1979–80 concert tour by Bob Dylan

The Bob Dylan Gospel Tour was a concert tour by American singer-songwriter Bob Dylan that consisted of 79 concerts in North America in three legs, lasting from November 1, 1979, to May 21, 1980.

==Background==
In February 1978, Dylan initiated a ten-month World Tour that consisted of 114 concerts in ten countries. On June 15, Dylan released the album Street-Legal, which received poor reviews from most American critics. Performances on his world tour also received negative reviews. The physical demands of touring were also taking a toll on the artist. During a concert on November 17 in San Diego, someone from the audience threw a small silver cross on stage. Dylan later recalled in a 1979 interview:

Towards the end of the show someone out in the crowd ... knew I wasn't feeling too well. I think they could see that. And they threw a silver cross on the stage. Now usually I don't pick things up in front of the stage ... But I looked down at that cross. I said, 'I gotta pick that up.' So I picked up the cross and I put it in my pocket ... And I brought it backstage and I brought it with me to the next town, which was out in Arizona ... I was feeling even worse than I'd felt when I was in San Diego. I said, 'Well, I need something tonight.' I didn't know what it was. I was used to all kinds of things. I said, 'I need something tonight that I didn't have before.' And I looked in my pocket and I had this cross.

Toward the end of his 1978 World Tour, Dylan began performing a new song during sound checks called "Slow Train"—a song with overtly Christian lyrics. During the final concert of the tour on December 16, 1978, in Hollywood, Florida, he performed another new song called "Do Right to Me Baby (Do Unto Others)", with lyrics centered around a Biblical passage from Matthew 7:12, "All things, therefore, that you want men to do to you, you also must likewise do to them; this, in fact, is what the Law and the Prophets mean."

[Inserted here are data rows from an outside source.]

PR #3644, opened 2025-11-17
chore: Introduce EventBroker and RequestBroker

NagyZoltanPeter:
## Description
As needs during implementing WakuAPI and event driven design, this PR introduces decoupling helpers that represent reactive (event driven) and proactive (request/response) patterns without tight coupling between modules.

### Problem statement:
It has been a long discussion on how to achieve loose coupling between waku modules. The current approach that uses passing callbacks around modules makes it hard to follow the data flow while introducing heavy dependencies between originally independent modules.

### Solution proposal

Introduce two macro-driven facilities to define reactive / event-driven patterns and a proactive / request-response pattern into Waku. Both implement a way that are agnostic to data source and consumers, thus allowing loose coupling and more flexible solutions in designing and refactoring Waku modules and different level APIs.

Both solution is intended to be used across library boundaries.
It can also be seen as a flexible extension point without compromising library interfaces.
Both solutions aim to define data to be exchanged between various modules as contracts.

**Benefits**

Such a data and action-driven approach allows for easy revelation of dependencies between modules only by searching the code for the use of certain data types (event or request types defined at a high level). There will always be event emitters and data requesters, and listener/provider counterparts.

**Ideas for wide use**

EventBroker and RequestBroker alone are capable of defining the module interface that is plugable very easy. 
Both concepts represent a contract between a module and user. Also this allow us for very flexible design to glue together Nim libraries.
Imagine a plugable and interchangeable discovery implementation or RLN as a library. Such an approach allows easy mock implementations of segregated testing of concepts or modules that otherwise would come with strong dependencies. 

### EventBroker

Define the event as a contract at a high level
```nim
EventBroker:
   type GreetingEvent = object
     text*: string
```

Add a listener in one or more modules where you need to be notified
```nim
let handle = GreetingEvent.listen(
  proc(evt: GreetingEvent): Future[void] {.async.} =
    echo evt.text
   )
```
emit event from any place it is appropriate:
```nim
GreetingEvent.emit(text: "hi")
```

Event propagation is fully async. `emit` is not blocking.

#### Sample of generated code

```nim
type
  SampleEvent* = object
    value*: int
    label*: string
  SampleEventListener* = object
    id*: uint64
  SampleEventListenerProc* = proc (event`gensym0: SampleEvent): Future[void] {.
      gcsafe.}
  SampleEventBroker* = ref object
    listeners: Table[uint64, SampleEventListenerProc]
    nextId: uint64
var gSampleEventBroker {.threadvar.}: SampleEventBroker

proc accessSampleEventBroker(): SampleEventBroker ...
proc registerSampleEventListener(handler`gensym3: SampleEventListenerProc): SampleEventListener ... 
proc forgetSampleEventListener(handle`gensym4: SampleEventListener) ...
proc forgetAllSampleEventListeners() ...
proc listen*(_: typedesc[SampleEvent]; handler`gensym6: SampleEventListenerProc): SampleEventListener =
  registerSampleEventListener(handler`gensym6)

proc listen*(_: typedesc[SampleEventBroker];
             handler`gensym6: SampleEventListenerProc): SampleEventListener =
  registerSampleEventListener(handler`gensym6)

proc forget*(_: typedesc[SampleEvent]; handle`gensym7: SampleEventListener) =
  forgetSampleEventListener(handle`gensym7)

proc forget*(_: typedesc[SampleEventBroker]; handle`gensym7: SampleEventListener) =
  forgetSampleEventListener(handle`gensym7)

proc forgetAll*(_: typedesc[SampleEvent]) =
  forgetAllSampleEventListeners()

proc forgetAll*(_: typedesc[SampleEventBroker]) =
  forgetAllSampleEventListeners()

proc notifySampleEventListener(callback`gensym8: SampleEventListenerProc;
                               event`gensym8: SampleEvent) {.
    async: (raises: []), gcsafe.} =
 ...
  try:
    await callback`gensym8(event`gensym8)
  except Exception:
    error "Failed to execute event listener", error = getCurrentExceptionMsg()

proc emitSampleEventValue(event`gensym8: SampleEvent): Future[void] {.
    async: (raises: [Exception]), gcsafe.} =
  ...
  for cb`gensym8 in callbacks`gensym8:
    asyncSpawn notifySampleEventListener(cb`gensym8, event`gensym8)

proc emit*(event`gensym8: SampleEvent) =
  asyncSpawn emitSampleEventValue(event`gensym8)

proc emit*(_: typedesc[SampleEvent]; event`gensym8: SampleEvent) =
  asyncSpawn emitSampleEventValue(event`gensym8)

proc emit*(_: typedesc[SampleEventBroker]; event`gensym8: SampleEvent) =
  asyncSpawn emitSampleEventValue(event`gensym8)

template emit*(_: typedesc[SampleEvent]; args`gensym8: untyped): untyped =
  asyncSpawn emitSampleEventValue(SampleEvent(args`gensym8))

template emit*(_: typedesc[SampleEventBroker]; args`gensym8: untyped): untyped =
  asyncSpawn emitSampleEventValue(SampleEvent(args`gensym8))

```

### RequestBroker

Define request type at a high level
```nim
 RequestBroker:
  type Greeting = object
    text*: string
  proc signature*(): Future[Result[Greeting, string]]
  proc signatureWithInput*(forWhom: string): Future[Result[Greeting, string]]
```

In the module, you can provide an answer to the request, add a provider implementation
```nim
Greeting.setProvider(
  proc(): Future[Result[Greeting, string]] {.async.} =
    ok(Greeting(text: "Hello"))
  )

Greeting.setProvider(
  proc(in: string): Future[Result[Greeting, string]] {.async.} =
    ok(Greeting(text: "Hello " & in))
  )
```

Any module can ask for data from an arbitrary provider.
The concept is to give a tool in developers' hands to freely organise the code without introducing many dependencies.
Requests can go across library boundaries.
```nim
let res = await Greeting.request()
echo "Empty request returns " & res.get().text
 
let resHelloWorld = await Greeting.request("world")
echo "Request with arg returns " & resHelloWorld.get().text
```

#### Sample of generated code for a request broker

```nim
type
  SimpleResponse* = object
    value*: string
  SimpleResponseProviderNoArgs = proc (): Future[
      Result[SimpleResponse, string]] {.gcsafe.}
  SimpleResponseBroker* = object
    providerNoArgs: SimpleResponseProviderNoArgs
var gSimpleResponseBroker {.threadvar.}: SimpleResponseBroker
proc accessSimpleResponseBroker(): var SimpleResponseBroker =
  gSimpleResponseBroker

proc broker*(_: typedesc[SimpleResponse]): var SimpleResponseBroker =
  accessSimpleResponseBroker()

proc setProvider*(_: typedesc[SimpleResponse];
                  handler`gensym2: SimpleResponseProviderNoArgs) =
  accessSimpleResponseBroker().providerNoArgs = handler`gensym2

proc request*(_: typedesc[SimpleResponse]): Future[
    Result[SimpleResponse, string]] =
  let provider`gensym4 = accessSimpleResponseBroker().providerNoArgs
  if provider`gensym4.isNil:
    return errorFuture[SimpleResponse]("RequestBroker(" & "SimpleResponse" &
        "): no zero-arg provider registered")
  provider`gensym4()

proc clearProvider*(_: typedesc[SimpleResponse]) =
  accessSimpleResponseBroker().providerNoArgs = nil

```

## Changes

Added 
```
waku/core/broker/
               event_broker.nim
               request_broker.nim
```

Both modules come with explanations and example usage. Please read it there.

## Disclaimer

This is the initial version of such solution. I'm sure there is room for improvement - more specific compile-time checks and features of course.
Please consider it as such. I'm happy to discuss any observations or improvement ideas. It is to help us implement a more robust Waku (Logos messaging) library/libraries.

### Notice

_Let's battle test it in Waku first, then it might be worth looking for a proper library home for greater use._

This description is about to be extended with code examples and considerations for a more detailed view...

## Issue
https://github.com/waku-org/nwaku/issues/3432

## Late add-on: MultiRequestBroker
_for fun and covering more use cases_

MultiRequestBroker is based upon the same concept of RequestBroker, but insteadof  allowing one provider, it supports multiple providers dynamically. Responses from providers will be waited and collected into seq[ValueType].
If any provider runs into an error, the whole request will report a single error. The algorithm is that all succeed or fail completely.

Example of use from test case:
```nim
MultiRequestBroker:
  type ArgResponse = object
    id*: string

  proc signatureFetch*(
    suffix: string, numsuffix: int
  ): Future[Result[ArgResponse, string]] {.async.}

...

    discard ArgResponse.setProvider(
      proc(suffix: string, num: int): Future[Result[ArgResponse, string]] {.async.} =
        ok(ArgResponse(id: suffix & "-a-" & $num))
    )

    discard ArgResponse.setProvider(
      proc(suffix: string, num: int): Future[Result[ArgResponse, string]] {.async.} =
        ok(ArgResponse(id: suffix & "-b-" & $num))
    )

    let keyed = waitFor ArgResponse.request("topic", 1)
    check keyed.get().len == 2
    check keyed.get().anyIt(it.id == "topic-a-1")
    check keyed.get().anyIt(it.id == "topic-b-1")

    ArgResponse.clearProviders()
```


waku/waku_core/broker/helper/broker_utils.nim
```diff
@@ -0,0 +1,42 @@
+import std/macros
+
+proc sanitizeIdentName*(node: NimNode): string =
+  var raw = $node
+  result = newStringOfCap(raw.len)
```
Ivansete-status: If possible, I would suggest to avoid the use of the implicit `result` to keep consistency

waku/common/broker/event_broker.nim
```diff
@@ -0,0 +1,232 @@
...
+        `exportedHandlerProcIdent` = proc(event: `typeIdent`): Future[void] {.gcsafe.}
+        `exportedBrokerTypeIdent` = ref object
+          listeners: Table[uint64, `handlerProcIdent`]
+          nextId: uint64
+
+  )
+
+  result.add(
+    quote do:
+      var `globalVarIdent` {.threadvar.}: `brokerTypeIdent`
```
Ivansete-status, line 158: We should minimize the use of global vars as much as possible. That make it more difficult when exposing libs, and allowing several ctxs within the same process.

waku/common/broker/event_broker.nim
```diff
@@ -0,0 +1,232 @@
...
+        if broker.listeners.len == 0:
+          return
+        var callbacks: seq[`handlerProcIdent`] = @[]
+        for cb in broker.listeners.values:
+          callbacks.add(cb)
+        for cb in callbacks:
+          asyncSpawn `listenerTaskIdent`(cb, event)
+
+      proc emit*(event: `typeIdent`) =
+        asyncSpawn `emitImplIdent`(event)
```
Ivansete-status, line 261: This may end up having multiple scattered places where "start and forget" happens. I believe this is risky if the `emitImplIdent` raises an uncaught exception.

waku/common/broker/event_broker.nim
```diff
@@ -0,0 +1,232 @@
...
+          await callback(event)
+        except Exception:
+          error "Failed to execute event listener", error = getCurrentExceptionMsg()
+
+      proc `emitImplIdent`(
+          event: `typeIdent`
+      ): Future[void] {.async: (raises: [Exception]), gcsafe.} =
+        let broker = `accessProcIdent`()
+        if broker.listeners.len == 0:
+          return
```
Ivansete-status, line 253: Maybe this should return an error, stating that no listeners are added?

waku/waku_core/broker/event_broker.nim
```diff
@@ -0,0 +1,232 @@
...
+          asyncSpawn `listenerTaskIdent`(cb, event)
+
+      proc emit*(event: `typeIdent`) =
+        asyncSpawn `emitImplIdent`(event)
+
+      proc emit*(_: typedesc[`typeIdent`], event: `typeIdent`) =
+        asyncSpawn `emitImplIdent`(event)
+
+      proc emit*(_: typedesc[`brokerTypeIdent`], event: `typeIdent`) =
+        asyncSpawn `emitImplIdent`(event)
```
Ivansete-status: What's the diff between these two?

waku/common/broker/event_broker.nim
```diff
@@ -0,0 +1,232 @@
...
+    quote do:
+      proc `listenerTaskIdent`(
+          callback: `handlerProcIdent`, event: `typeIdent`
+      ) {.async: (raises: []), gcsafe.} =
+        if callback.isNil:
+          return
+        try:
+          await callback(event)
+        except Exception:
+          error "Failed to execute event listener", error = getCurrentExceptionMsg()
```
Ivansete-status, line 241: Considering that the expectation for "broker" change is to become a low-level lib, I think it shouldn't log anything at all. Instead, only deal with `Result`.
Maybe we can enforce that `callback` raises no exception, i.e., `raises []`

waku/waku_core/broker/event_broker.nim
```diff
@@ -0,0 +1,232 @@
...
+          new(`globalVarIdent`)
+          `globalVarIdent`.listeners = initTable[uint64, `handlerProcIdent`]()
+        `globalVarIdent`
+
+  )
+
+  result.add(
+    quote do:
+      proc `listenImplIdent`(handler: `handlerProcIdent`): `listenerHandleIdent` =
+        if handler.isNil:
```
Ivansete-status: Super nitpick sorry, the "verbs" should have parenthesis
```suggestion
        if handler.isNil():
```

tests/common/test_event_broker.nim
```diff
@@ -0,0 +1,99 @@
...
+    flag*: bool
+
+template waitForListeners() =
+  waitFor sleepAsync(1.milliseconds)
+
+suite "EventBroker":
+  test "delivers events to all listeners":
+    var seen: seq[(int, string)] = @[]
+
+    discard SampleEvent.listen(
```
Ivansete-status, line 27: How should be managed the returned `listenerHandleIdent` type?

Ivansete-status (commented):
Thanks for the PR! 🙌 

When we were talking about event-driven approach, I was thinking about something simpler, f.e., the technique with follow within waku_relay, `w.addObserver(administrativeObserver)`.

IMHO, instead of start the implementation from a macro, I would consider that simpler approach first and then, if needed, have the macro. That way my dumb neuron would be happier :)

Besides, the usage of the macro and its resulting procs look nice.

Would it be possible to use another term, different than "broker"? That term doesn't sound explanatory to me.

Nevertheless, what concerns me the most is the usage of global vars.

Thanks again! This is a very advanced PR 🚀 !

waku/common/broker/event_broker.nim
NagyZoltanPeter: > We should minimize the use of global vars as much as possible. That make it more difficult when exposing libs, and allowing several ctxs within the same process.

Well the idea comes from chronos async. That is exactly using this technique to implement async execution queue.
Also some type of global instance is needed for such a global decoupled dispatcher of such kind. Since nim has got no easy singleton pattern, this way we have a module owned global instance that is managed and accessed through public methods.

For waku it just the same, it must run on it's own single thread, hence the `{.threadvar.}`. _Of course in case a real multithreaded implementation would require a mutexed/atomic access approach to that singleton._ 
So for waku for now it just makes no problem using it in exposed lib use.

waku/common/broker/event_broker.nim
NagyZoltanPeter: I will review, there should be no exception coming out of this system by design, exactly for this mentioned reason.

waku/waku_core/broker/event_broker.nim
NagyZoltanPeter: Added for convenience:
```nim
   SentEvent.emit( sentEvtInstance)
   ... or ...
   SentEventBroker.emit(sentEvtInstance)
```
We can decide if needed both or just one form...

waku/common/broker/event_broker.nim
NagyZoltanPeter: Yes, observer must have `raises[]`
For waku logging is ok, for low level lib we may need to think of some mechanism to allow debugging.
As event propagation is fully async there is no way to let dev know if something not ok.

tests/common/test_event_broker.nim
NagyZoltanPeter: One can store return value of listen() and can use it to remove its own listener.
This test just not using it.

waku/common/broker/event_broker.nim
NagyZoltanPeter: No it is not an error having no subscriber for an event.

waku/common/broker/request_broker.nim
```diff
@@ -0,0 +1,363 @@
...
+        `accessProcIdent`()
+
+  )
+
+  var clearBody = newStmtList()
+  if not zeroArgSig.isNil:
+    result.add(
+      quote do:
+        proc setProvider*(_: typedesc[`typeIdent`], handler: `zeroArgProviderName`) =
+          `accessProcIdent`().`zeroArgFieldName` = handler
```
fcecin, line 311: Not sure if this makes sense, but if we call `setProvider` twice (zeroarg or with arg), say two components registering the same provider on accident, it just overrides? Maybe we want to throw an error here? Or maybe an alternative `setProviderSafe` that does the check first?

EDIT: another name idea is `setProviderOnce` (not a fan of "Safe" there)

waku/common/broker/event_broker.nim
Ivansete-status: > Well the idea comes from chronos async. That is exactly using this technique to implement async execution queue.

Interesting! I might have overlooked that detail. May share where this happens in nim-chronos? ( to learn something ;P) I thought it used iterators and yielded context.

If `threadvar` can ensure thread safety in global env vars, then I'm fine :)

waku/waku_core/broker/event_broker.nim
Ivansete-status: Awesome! I think for now we can keep the smallest set of procs.
In this particular case, I'd vote to `SentEvent.emit(...)`

waku/common/broker/event_broker.nim
NagyZoltanPeter: > > Well the idea comes from chronos async. That is exactly using this technique to implement async execution queue.
> 
> Interesting! I might have overlooked that detail. May share where this happens in nim-chronos? ( to learn something ;P) I thought it used iterators and yielded context.

Oh, the [async engine itself is a thread local global var.](https://github.com/status-im/nim-chronos/blob/0646c444fce7c7ed08ef6f2c9a7abfd172ffe655/chronos/internal/asyncengine.nim#L765)

> If `threadvar` can ensure thread safety in global env vars, then I'm fine :)
Yes, threadvar makes it thread safe for sure, yet also means that this implementation of broker can't get through thread boundaries as such cannot deliver events/requests through it.

waku/waku_core/broker/event_broker.nim
NagyZoltanPeter: Ok, I can accept this as agree with having a more clean and simpler interface.

waku/waku_core/broker/event_broker.nim
```diff
@@ -0,0 +1,236 @@
...
+
+  result.add(
+    quote do:
+      var `globalVarIdent` {.threadvar.}: `brokerTypeIdent`
+  )
+
+  result.add(
+    quote do:
+      proc `accessProcIdent`(): `brokerTypeIdent` =
+        if `globalVarIdent`.isNil:
```
Ivansete-status: Super nitpick comment. Applies elsewhere
```suggestion
        if `globalVarIdent`.isNil():
```

waku/waku_core/broker/event_broker.nim
```diff
@@ -0,0 +1,236 @@
...
+        var broker = `accessProcIdent`()
+        if broker.nextId == 0'u64:
+          broker.nextId = 1'u64
+        if broker.nextId == high(uint64):
+          error "Cannot add more listeners: ID space exhausted", nextId = $broker.nextId
+          return err("Cannot add more listeners, listener ID space exhausted")
+        let newId = broker.nextId
+        inc broker.nextId
+        broker.listeners[newId] = handler
+        ok(`listenerHandleIdent`(id: newId))
```
Ivansete-status: Nitpick comment for consistency purposes. Applies elsewhere
```suggestion
        return ok(`listenerHandleIdent`(id: newId))
```

waku/common/broker/event_broker.nim
```diff
@@ -0,0 +1,236 @@
...
+        if broker.listeners.len == 0:
+          # nothing to do as nobody is listening
+          return
+        var callbacks: seq[`handlerProcIdent`] = @[]
+        for cb in broker.listeners.values:
+          callbacks.add(cb)
+        for cb in callbacks:
+          asyncSpawn `listenerTaskIdent`(cb, event)
+
+      proc emit*(event: `typeIdent`) =
```
Ivansete-status, line 260: Maybe something to consider in the future is handling possible errors in `emit`, with `Result[T, E]`

waku/common/broker/multi_request_broker.nim
```diff
@@ -0,0 +1,517 @@
...
+    return false
+  if inner[0].kind != nnkIdent or not inner[0].eqIdent("Result"):
+    return false
+  if inner[1].kind != nnkIdent or not inner[1].eqIdent($typeIdent):
+    return false
+  inner[2].kind == nnkIdent and inner[2].eqIdent("string")
+
+proc cloneParams(params: seq[NimNode]): seq[NimNode] =
+  ## Deep copy parameter definitions so they can be reused in generated nodes.
+  result = @[]
```
Ivansete-status, line 100: Could we avoid the use of result in these non-macro procs? Applies elsewhere :)

tests/common/test_event_broker.nim
```diff
@@ -0,0 +1,99 @@
...
+      proc(evt: SampleEvent): Future[void] {.async: (raises: []).} =
+        inc counter
+    )
+
+    discard SampleEvent.listen(
+      proc(evt: SampleEvent): Future[void] {.async: (raises: []).} =
+        inc(counter, 2)
+    )
+
+    SampleEvent.forget(handleA.get())
```
Ivansete-status: For now, I would start without the `forget` option. Maybe not needed.
In any case, I would like to avoid having to use the `discard` term so often because it creates some confusion to the reader.

It would be great if we could have something like the following, so that we avoid `discard`. Similar suggestion applies to the `setProvider`:
```suggestion
    let handleA = proc(evt: SampleEvent): Future[void] {.async: (raises: []).} =
                                inc counter
    SampleEvent.listen( handleA )
    SampleEvent.forget ( handleA )
```

NagyZoltanPeter:
> The PR is awesome indeed! Nevertheless, not approving yet as aiming to see some more simplifications, if possible. For example, it would be great having comments around each operation, e.g. `setProvider`, `emit`, `request`, `listen`, `forget`.

It's ok. I will add some more description into the headers as all these functions are on the fly generated.

> Particularly, I can't quite get the need for `waku/waku_core/broker/multi_request_broker.nim`. Surely something I'm missing

This is to cover the last segment of the possible use cases for such a decoupled use or RPC.
Also it is very handy to apply for example to node health check. It is easy to collect health info from each protocol as all mounted protocols can answer to the same single request.

> I'm adding some more nitpick comments that I hope you find useful :)
Thanks! I will keep track of them!

tests/common/test_event_broker.nim
NagyZoltanPeter: Hm, I think `forget` is essential. Maybe I need to find a better name like `dropListener` or similar.
It is essential because if you have a component that has limited lifetime, you must take care of such externals as callbacks given here and there due it is easy to run into using deleted resources through lambda captures or the other way around not get freed by GC as such callback holds reference to it.
Think about that the broker is global and has no idea about the validity of those callbacks.

About the `discard`s they are just used for the test, representing I don't want to remove my listener/provider explicitly, as it will be removed all at once.

waku/common/broker/multi_request_broker.nim
NagyZoltanPeter: I don't get this. These are the generator macro helper procs, not exported at all.

waku/common/broker/event_broker.nim
NagyZoltanPeter: Hm, `emit` is a fire and forget type of call. No such case that can run into any result or error here.
The event emitter shall not care about that anybody is listening or not.

tests/common/test_event_broker.nim
Ivansete-status: > About the discards they are just used for the test, representing I don't want to remove my listener/provider explicitly, as it will be removed all at once.

Okay, I'd prefer avoid the `discard` term, if possible. When I see `discard` I use to think about a `Result` that is not properly handled

waku/common/broker/multi_request_broker.nim
Ivansete-status: Yes, we usually avoid that implicit `result` type. The comment was for consistency purposes

tests/common/test_event_broker.nim
NagyZoltanPeter: Hm, Nim, unlike other languages that don't require it explicitly to handle return value or do say explicitly `I don't care` aka `discard`, it sounds me that discard means it is intentionally not handled (also allows compiler to optimize one memory copy away).

waku/common/broker/request_broker.nim
NagyZoltanPeter: Hm... I'm ok with returning error if already having a provider and thus force explicit `clearProvider` to express intent.

fcecin: That seems safer. An idea would be to add an optional `force: bool = false` param to setProvider instead of forcing a previous clearProvider call (+1 line).

fcecin: I'm thinking about Result[T, E] being returned from setProvider:

          if not `accessProcIdent`().`zeroArgFieldName`.isNil():
            return err("Zero-arg provider already set")

I'm wondering if this isn't a code defect (i.e. a panic, a  ̶s̶t̶a̶t̶i̶c̶ runtime assert)? That is, if you don't check, or discard the Result, then you're potentially masking a static component wiring bug. And doing something like "setProvider.isOkOr:" everywhere looks like an anti-pattern.

NagyZoltanPeter: Hm, it's a good idea having it run to assertion instead of error result, but as I'm try reasoning vica-versa, I would stick to Result better. Reason is to keep it closer to `MultiRequestBroker` and also with assertion it might be harder to handle dynamic initializatoin orders. I'm thinking of this component will provider answer to request if no-body registered before.
As a user of the code you can still say `assert T.setProvider(...).isOk()` or similar.
Also I would not use such a `force` flag which makes code harder to read.

@fcecin  WDYT, keep the `setProvider():Result` signature and let see what comes out during use?

fcecin: > As a user of the code you can still say `assert T.setProvider(...).isOk()` or similar.

Ah, good point! One could even write a Nim template for this, downstream. And you could easily refactor all the code in a project (global find and replace or regex) to replace all setProvider with the template later at once as projects that use the broker decide their own style.

Similarly, you could write a force/overwrite template in some user project that does clear then set.

You're 100% right and Result is better.

NagyZoltanPeter: Thanks! Honestly, I don't think that this one the other is better, just a different choice of design.
I have in mind that while you stick to passing around callback pointers, you inherently enforce an initialization order by design. It's good to decouple such deps, but it comes with other types of issues to watch for. As you are not enforcing the existence of a certain object instance, it is harder to detect why you will not receive an event or why the request is not coming and such. There is no foolproof solution for that, I believe. 
But c'mon, we are building a truly complex p2p distributed system which has the same problem domain on a larger scale, so we shall be able to handle it in our code. :-)

fcecin: Just having some more fun thinking here (this comment is not a review action item).

Mostly I'm already thinking about this becoming a standalone Nim library later (because it's cool and everyone instantly loves it). Then people will argue about Defect, etc.

In setProvider, IMO returning Result can be considered to be objectively better than either nothing, or raise exception, or raise defect/assert, in the sense of keeping the current layer of broker functionality as a set of primitives upon which you can quickly layer some opinionated component wiring discipline (that has some understanding of what e.g. "safety" or "testability" or "monitoring" means, which is endless, fun discussion, which can be pushed to the outside of the scope of a `nim-broker` library of primitives IMO, or at least into a separate "broker_helpers.nim" file or somesuch with extra templates etc).

By "primitives" here I don't mean "minimal" set of features, just that all the features belong to the same logical level of being base functionality, e.g. MultiRequestBroker can be argued as whether it is part of a minimalistic design or not, but it's a primitive -- it can't be expressed from the other primitives (?).

And user code, which uses the primitives then exports something else upwards, can do that (e.g. add opinions on "safety" or whatever) very simply, using a handful of templates which can e.g. raise the Result into a panic/assert, for example, if that's what is wanted at some point. If setProvider for example would return nothing, as a primitive, if wouldn't allow that, and if it were to force an assert/defect opinion (my original suggestion), then it would just remove use cases from the primitives (not so primitive anymore; less good).

I'm fully onboard with keeping the base broker as crisp as possible: more like primitives, and giving room for different sets of utilities or interpretations to be put on top of it, in addition to expanding the primitives over time. If the primitives give the info (e.g. return Result) then layered expansion by downstream code is enabled.

NagyZoltanPeter: Yeah, completely agree. Actually possible further features based upon such small features are endless. I have some of them in mind - but they are not applicable on our current needs. Yet I'm in favour of single responsibility and open-close principles. So, agree with Ivan, to keep the interface as limited and easy to reason about as possible.

But for example, if logging were injectable (without this module directly depend on chronicles), I would add some debugging help later, that can reveal misconfigurations and could track who is emitting, who is listening (same for req/resp). Such things.

Still this code will not prevent anyone from having endless loops if emitting events in a round from the listeners.
I was thinking about such a compile-time check, but dropped it as it would make the code much more complicated.

But still let's start using it and reveal its weaknesses and applicability first.

NagyZoltanPeter:
> ```
> let handle = GreetingEvent.listen(
>   proc(evt: GreetingEvent): Future[void] {.async.} =
>     echo evt.text
>    )
> ```
> 
> So what it means when we want to implement `Waku API` events: https://github.com/waku-org/specs/blob/master/standards/application/waku-api.md#event-source
> 
> ```
>   MessageEvents:
>     type: event_emitter
>     description: "Event source for message-related events"
>     events:
>       "message:sent":
>         type: MessageSentEvent
>       "message:error":
>         type: MessageErrorEvent
>       "message:propagated":
>         type: MessagePropagatedEvent
> ```
> 
> then in this case, you could have two approaches:
> 

> 2. There is one event emitter per event types:
> 
> ```
> let handle = MessageSentEvent.listen(
>   proc(evt: MessageSentEvent): Future[void] {.async.} =
>     echo evt.requestId
>    )
> let handle = MessageErrorEvent.listen(
>   proc(evt: MessageErrorEvent): Future[void] {.async.} =
>     echo evt.requestId
>    )
> ```
> 
> I think (2) is better devex, because the developer does not need to worry about all the variants when there they only want to listen to one.

Yes, I've gone for the second approach already.
```nim
EventBroker:
  # Event emitted when a message is sent to the network
  type MessageSentEvent* = object
    requestId*: RequestId
    messageHash*: string

EventBroker:
  # Event emitted when a message send operation fails
  type MessageErrorEvent* = object
    requestId*: RequestId
    messageHash*: string
    error*: string

EventBroker:
  # Confirmation that a message has been correctly delivered to some neighbouring nodes.
  type MessagePropagatedEvent* = object
    requestId*: RequestId
    messageHash*: string
```
I do think this results a cleaner code on the receiver/listener side, so the case switch is already done out of the box, one just needs to write the logic for the specific case.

According to Dylan, a turning point came one night in late 1978 when he received a "vision and a feeling" that his born-again Christian girlfriend Mary Alice Artres believed was a "visit from Jesus himself". Dylan later said, "Jesus put his hand on me. It was a physical thing. I felt it. I felt it all over me. I felt my whole body tremble. The glory of the Lord knocked me down and picked me up."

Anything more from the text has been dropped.